Naaaa, Shoot puts weight 12 or 16 pounds. You would only put a 20lb shoot once. Then they would call you lefty or righty depending on which arm was left. It aint easy to push 16lbs. Any of you out of shape types or old geesers like me tries it and I'm gonna say I told ya so.[] It will pull things you forgot you had.

 5in 20 pounder is a standard size cannon ball.


----------



## cobaltbot (Dec 7, 2006)

I have an old shotput it has the 12 for 12 lbs. weight stamped on it.  There were also weights like this for closing gates but I think they would have something welded on to hook a chain to.


----------



## tazmainiendigger (Dec 7, 2006)

Hey folks I just gotta put my 2 cents in...Here's a mouse that fell in a iron filled privy....haha rrrrrrrright!
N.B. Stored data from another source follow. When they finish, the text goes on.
PR #2536, opened 2021-04-05
Add silence logging option

m-masataka:
Past silences are really important to postmortem our alert management operations.
We need to get "when" and "what kind of" create/edit/delete silences.
So this PR added optional function that logging silence change.

### DIFF
--- a/cmd/alertmanager/main.go
+++ b/cmd/alertmanager/main.go
@@ -186,6 +186,7 @@ func run() int {
 		dataDir         = kingpin.Flag("storage.path", "Base path for data storage.").Default("data/").String()
 		retention       = kingpin.Flag("data.retention", "How long to keep data for.").Default("120h").Duration()
 		alertGCInterval = kingpin.Flag("alerts.gc-interval", "Interval between alert GC.").Default("30m").Duration()
+		silenceLogging  = kingpin.Flag("silences.logging", "Enable logging silences. If it is enabled, the status change of silence will be logged").Bool()
 
 		webConfig      = webflag.AddFlags(kingpin.CommandLine)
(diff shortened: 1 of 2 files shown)


cmd/alertmanager/main.go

It is cast iron kinda looks like a cannon ball any clues on this one???


----------



## tazmainiendigger (Dec 7, 2006)

Petrified mouse on steroids?


----------



## tazmainiendigger (Dec 7, 2006)

This thing is oooooooold


----------



## southern Maine diver (Dec 7, 2006)

Hey Taz...

 That is almost as odd looking as an "Obi-Wan" covered in lobsters...[]

 Good to see that you get on to the forum once in a while...[]  That sure is an odd piece you picked up... found anything else lately?[:-]

 Wayne
 It never rains underwater


----------



## swizzle (Dec 8, 2006)

It looks a bit big for a paperweight so I'm guess its a cutsy looking doorstop. Swizzle


----------